This is what Amazon posted during the really large outage last year (the one
that still only affected multiple availability zones for at most an hour or
so):

<http://aws.amazon.com/message/65648/>

I can't find a link on Amazon's website, but this is a copy/paste from the
explanation of a smaller outage that occurred a earlier this year:

<https://news.ycombinator.com/item?id=4124488>

Amazon's explanations are, I find, much more detailed (although this App
Engine one was pretty good): when something serious goes wrong at AWS, we
often not only get an apology (and a service credit), but we learn something
about how distributed systems work in the process.

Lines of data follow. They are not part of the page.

PR #206, opened 2024-04-29
Feature/add sort to users

AWitcherONS:
### What

User Requst to be able to sort users 

### How to review

Code should conform to current standards 
Unit tests 
Component tests
and Swagger

### Who can review

Anyone but me

### DIFF
--- a/api/users_test.go
+++ b/api/users_test.go
@@ -5,6 +5,7 @@ import (
 	"context"
 	"encoding/json"
 	"errors"
+	"fmt"
 	"time"
 
 	"net/http"
@@ -24,6 +25,9 @@ const usersEndPoint = "http://localhost:25600/v1/users"
 const usersEndPointWithActiveFilterTrue = "http://localhost:25600/v1/users?active=true"
 const usersEndPointWithActiveFilterFalse = "http://localhost:25600/v1/users?active=false"
 const usersEndPointWithActiveFilterError = "http://localhost:25600/v1/user?active=false"
+
+const usersEndPointWithSortByEmail = "http://localhost:25600/v1/users?sort=email"
+const usersEndPointWithSortByEmailAcs = "http://localhost:25600/v1/users?sort=email:asc"
 
 const userEndPoint = "http://localhost:25600/v1/users/abcd1234"
 const changePasswordEndPoint = "http://localhost:25600/v1/users/self/password"
@@ -363,6 +367,75 @@ func TestListUserHandlerWithFilter(t *testing.T) {
 					So(errorResponse.Status, ShouldEqual, 400)
 					So(errorResponse.Errors[0].Error(), ShouldResemble, "InvalidFilterQuery")
 
+				},
+			},
+		}
+
+		for _, tt := range listUsersTest {
+			Convey(tt.description, func() {
+				m.ListUsersFunc = tt.listUsersFunction
+				r := tt.endpoint
+				successResponse, errorResponse := api.ListUsersHandler(ctx, w, r)
+				tt.assertions(successResponse, errorResponse)
+			},
+			)
+		}
+	})
+}
+
+func TestListUserHandlerWithSort(t *testing.T) {
+	var ctx = context.Background()
+	api, w, m := apiSetup()
+
+	Convey("List user - check expected responses", t, func() {
+		listUsersTest := []struct {
+			description       string
+			endpoint          *http.Request
+			listUsersFunction func(userInput *cognitoidentityprovider.ListUsersInput) (*cognitoidentityprovider.ListUsersOutput, error)
+			assertions        func(successResponse *models.SuccessResponse, errorResponse *models.ErrorResponse)
+		}{
+			{
+				"200 response from Cognito ",
+				httptest.NewRequest(http.MethodGet, usersEndPointWithSortByEmail, nil),
+				func(userInput *cognitoidentityprovider.ListUsersInput) (*cognitoidentityprovider.ListUsersOutput, error) {
+
+					var cognitoUsersList = []*cognitoidentityprovider.UserType{}
+					var forename, surname, email, status, id string = "Bob", "Smith", "email@ons.gov.uk", "CONFIRMED", "user-1"
+					cognitoUser := cognitoidentityprovider.UserType{
+						Attributes: []*cognitoidentityprovider.AttributeType{
+							{
+								Name:  aws.String("given_name"),
+								Value: &forename,
+							},
+							{
+								Name:  aws.String("family_name"),
+								Value: &surname,
+							},
+							{
+								Name:  aws.String("email"),
+								Value: &email,
+							},
+						},
+						UserStatus: &status,
+						Username:   &id,
+						Enabled:    aws.Bool(true),
+					}
+
+					cognitoUsersList = append(cognitoUsersList, &cognitoUser)
+
+					users := &cognitoidentityprovider.ListUsersOutput{
+						Users: cognitoUsersList,
+					}
+					return users, nil
+				},
+				func(successResponse *models.SuccessResponse, errorResponse *models.ErrorResponse) {
+					So(errorResponse, ShouldBeNil)
+					So(successResponse, ShouldNotBeNil)
+					So(successResponse.Status, ShouldEqual, 200)
+
+					var responseBody = cognitoidentityprovider.ListUsersOutput{}
+					json.Unmarshal(successResponse.Body, &responseBody)
+					fmt.Println(responseBody.Users)
 				},
 			},
 		}
--- a/api/users_test.go
+++ b/api/users_test.go
@@ -29,7 +29,7 @@ const usersEndPointWithSortByEmail = "http://localhost:25600/v1/users?sort=email
 const usersEndPointWithSortByEmailAsc = "http://localhost:25600/v1/users?sort=email:asc"
 const usersEndPointWithSortByEmailDesc = "http://localhost:25600/v1/users?sort=email:desc"
 const usersEndPointWithSortBy2fieldsDesc = "http://localhost:25600/v1/users?sort=forename:desc,lastname:desc"
-const usersEndPointWithSortBy2knowFieldsandUnknown = "http://localhost:25600/v1/users?sort=forename:desc,lastname:desc,dog"
+const usersEndPointWithSortBy2KnownFieldsAndUnknown = "http://localhost:25600/v1/users?sort=forename:desc,lastname:desc,dog"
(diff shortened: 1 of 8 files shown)


api/users_test.go
```diff
@@ -25,6 +25,9 @@ const usersEndPointWithActiveFilterTrue = "http://localhost:25600/v1/users?activ
 const usersEndPointWithActiveFilterFalse = "http://localhost:25600/v1/users?active=false"
 const usersEndPointWithActiveFilterError = "http://localhost:25600/v1/user?active=false"
 
+const usersEndPointWithSortByEmail = "http://localhost:25600/v1/users?sort=email"
+const usersEndPointWithSortByEmailAcs = "http://localhost:25600/v1/users?sort=email:asc"
```
lindenmckenzie:
```suggestion
const usersEndPointWithSortByEmailAsc = "http://localhost:25600/v1/users?sort=email:asc"
```

features/steps/steps.go
```diff
@@ -279,3 +287,24 @@ func (c *IdentityComponent) theResponseHeaderShouldContain(key, value string) (e
...
+	}
+	fmt.Println("\n\t--- actual ----", resBody)
+	fmt.Println("\n\t--- expected ----", expected)
+
+	if err = json.Unmarshal(resBody, &actual); err != nil {
+		return err
+	}
+
+	return nil
+}
```
lindenmckenzie: do we actually need a separate function here? Could we just use the same step description and point to the normal 'receive the following json' response?

features/users.feature
```diff
@@ -269,6 +269,334 @@ Feature: Users
...
+        And a user with forename "Mary", lastname "Martin", email "email7@ons.gov.uk", id "id_3" and password "Passw0rd!" exists in the database
+        And I am an admin user
+        When I GET "/v1/users?sort=id"
+        Then I should receive the following JSON response with status "200":
+            """
+            {
+              "PaginationToken": "",
+              "count": 3,
+              "users": [
+                              {
```
lindenmckenzie: indentation.

features/steps/steps.go
lindenmckenzie: Looking at the feature file, I don't think you're actually using this.

swagger.yaml
```diff
@@ -147,6 +147,10 @@ paths:
           name: active
           type: boolean
           description: filter on user active state.
+        - in: query
+          name: sort
+          type: string
+          description: sort the response by direction given key:asc or key:desc default asc, comma separates multi-field sorts
```
lindenmckenzie: could we note the default here as well please?

features/users.feature
```diff
@@ -269,6 +269,334 @@ Feature: Users
...
+            }
+            """
+
+    @get-users-list
+    Scenario: GET /v1/users and checking the response status 200 with sort by id:desc
+        Given a user with forename "Adam", lastname "Adams", email "email5@ons.gov.uk", id "id_2" and password "Passw0rd!" exists in the database
+        And a user with forename "William", lastname "Williams", email "email9@ons.gov.uk", id "id_1" and password "Passw0rd!" exists in the database
+        And a user with forename "Mary", lastname "Martin", email "email7@ons.gov.uk", id "id_3" and password "Passw0rd!" exists in the database
+        And I am an admin user
+        When I GET "/v1/users?sort=id:asc"
```
lindenmckenzie: Think this should be `:desc` from the scenario description. 

Which means the json needs to be inverted.

features/users.feature
```diff
@@ -269,6 +269,334 @@ Feature: Users
...
+                  "forename": "William",
+                  "groups": [],
+                  "id": "id_5",
+                  "lastname": "Adams",
+                  "status": "CONFIRMED",
+                  "status_notes": ""
+                }
+                ]
+            }
+            """
```
lindenmckenzie, line 611: what happens if someone puts in:

`/users?sort=dogs:asc`

query/sortUser.go
```diff
@@ -0,0 +1,103 @@
...
+		case less(p, q):
+			return true
+		case less(q, p):
+			return false
+		}
+	}
+	return ms.less[k](p, q)
+}
+
+func SortBy(paramsSlice string, arr []models.UserParams) {
```
lindenmckenzie: I'm not sure about how descriptive the 'paramsSlice' is. 

Godoc would be useful here too (and on the above docs)

features/steps/steps.go
```diff
@@ -46,6 +47,8 @@ func (c *IdentityComponent) RegisterSteps(ctx *godog.ScenarioContext) {
 	ctx.Step(`^request header Accept is "([^"]*)"$`, c.requestHeaderAcceptIs)
 	ctx.Step(`^the response should match the following csv:$`, c.theResponseShouldMatchTheFollowingCsv)
 	ctx.Step(`^the response header "([^"]*)" should contain "([^"]*)"$`, c.theResponseHeaderShouldContain)
+	ctx.Step(`^I should receive the following sorted JSON response with status "([^"]*)":$`, c.iShouldReceiveTheFollowingSortedJSONResponseWithStatus)
```
lindenmckenzie: Not sure this is being used in the feature file.

query/sortUser.go
```diff
@@ -0,0 +1,103 @@
...
+	emailDesc := func(c1, c2 *models.UserParams) bool { return c1.Email > c2.Email }
+	idAsc := func(c1, c2 *models.UserParams) bool { return c1.ID < c2.ID }
+	idDesc := func(c1, c2 *models.UserParams) bool { return c1.ID > c2.ID }
+
+	p1 := strings.Split(paramsSlice, ",")
+
+	var orderFunc []lessFunc
+	for _, p2 := range p1 {
+		p3 := strings.Split(p2, ":")
+		if len(p3) > 1 {
```
lindenmckenzie: I think these `px` variables could do with some more descriptive names.

query/sortUser.go
```diff
@@ -0,0 +1,103 @@
...
+
+func SortBy(paramsSlice string, arr []models.UserParams) {
+	forenameAsc := func(c1, c2 *models.UserParams) bool { return c1.Forename < c2.Forename }
+	forenameDesc := func(c1, c2 *models.UserParams) bool { return c1.Forename > c2.Forename }
+	lastnameAsc := func(c1, c2 *models.UserParams) bool { return c1.Lastname < c2.Lastname }
+	lastnameDesc := func(c1, c2 *models.UserParams) bool { return c1.Lastname > c2.Lastname }
+	emailAsc := func(c1, c2 *models.UserParams) bool { return c1.Email < c2.Email }
+	emailDesc := func(c1, c2 *models.UserParams) bool { return c1.Email > c2.Email }
+	idAsc := func(c1, c2 *models.UserParams) bool { return c1.ID < c2.ID }
+	idDesc := func(c1, c2 *models.UserParams) bool { return c1.ID > c2.ID }
```
lindenmckenzie: Could this be made more generic by passing attributes in? i.e. we could map the incoming attributes to the underlying struct variables. Covers a bit of those nested if statements later as well.

swagger.yaml
lindenmckenzie: an enum of all the options would be good too.

lindenmckenzie (commented):
Some comments - happy to have a longer discussion on it tomorrow in the office if you're in :)

api/users_test.go
AWitcherONS: :asc is not mandatory however :desc is mandatory 
 I am testing both

features/users.feature
AWitcherONS: Good test ... it shouldn't fail just will not sort the query

api/users_test.go
```diff
@@ -24,7 +25,11 @@ const usersEndPoint = "http://localhost:25600/v1/users"
 const usersEndPointWithActiveFilterTrue = "http://localhost:25600/v1/users?active=true"
 const usersEndPointWithActiveFilterFalse = "http://localhost:25600/v1/users?active=false"
 const usersEndPointWithActiveFilterError = "http://localhost:25600/v1/user?active=false"
-
+const usersEndPointWithSortByEmail = "http://localhost:25600/v1/users?sort=email"
+const usersEndPointWithSortByEmailAsc = "http://localhost:25600/v1/users?sort=email:asc"
+const usersEndPointWithSortByEmailDesc = "http://localhost:25600/v1/users?sort=email:desc"
+const usersEndPointWithSortBy2fieldsDesc = "http://localhost:25600/v1/users?sort=forename:desc,lastname:desc"
+const usersEndPointWithSortBy2knowFieldsandUnknown = "http://localhost:25600/v1/users?sort=forename:desc,lastname:desc,dog"
```
lindenmckenzie:
```suggestion
const usersEndPointWithSortBy2KnownFieldsAndUnknown = "http://localhost:25600/v1/users?sort=forename:desc,lastname:desc,dog"
```

api/users_test.go
```diff
@@ -24,7 +25,11 @@ const usersEndPoint = "http://localhost:25600/v1/users"
 const usersEndPointWithActiveFilterTrue = "http://localhost:25600/v1/users?active=true"
 const usersEndPointWithActiveFilterFalse = "http://localhost:25600/v1/users?active=false"
 const usersEndPointWithActiveFilterError = "http://localhost:25600/v1/user?active=false"
-
+const usersEndPointWithSortByEmail = "http://localhost:25600/v1/users?sort=email"
+const usersEndPointWithSortByEmailAsc = "http://localhost:25600/v1/users?sort=email:asc"
+const usersEndPointWithSortByEmailDesc = "http://localhost:25600/v1/users?sort=email:desc"
+const usersEndPointWithSortBy2fieldsDesc = "http://localhost:25600/v1/users?sort=forename:desc,lastname:desc"
```
lindenmckenzie:
```suggestion
const usersEndPointWithSortBy2FieldsDesc = "http://localhost:25600/v1/users?sort=forename:desc,lastname:desc"
```

swagger.yaml
```diff
@@ -697,7 +718,6 @@ paths:
           required: false
           default: created
           enum:
-            - created
```
lindenmckenzie: this is being removed from get groups?

swagger.yaml
```diff
@@ -147,6 +147,27 @@ paths:
           name: active
           type: boolean
           description: filter on user active state.
+        - in: query
+          name: sort
+          type: string
```
lindenmckenzie, line 152:
```suggestion
          type: string
          default: id:asc
```

lindenmckenzie (commented):
Some trivial comments.

lindenmckenzie (approved):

When we don't see explanations from Amazon is when a subset of the servers
within a single availability zone (not even an entire zone) are inaccessible
for less than an hour (which occasionally happens); otherwise, they honestly
"kick ass" at post-mortem, as the above examples show.

However, it is my understanding that Google has had all kinds of random issues
that only affected some customers that are dealt with in private, so that
isn't different with them. The outage this morning, however, was "all of App
Engine doesn't work anymore", something that has never even happened to AWS.

(Now, _during_ the issue, Amazon really really sucks to the point where I'd
often rather them say nothing than to keep having their front-line keep
reassuring people; that said, in the middle of a crisis, most systems/people
suck.)

------
loceng
Cascading failures seem to be a recurring theme amongst hosting providers..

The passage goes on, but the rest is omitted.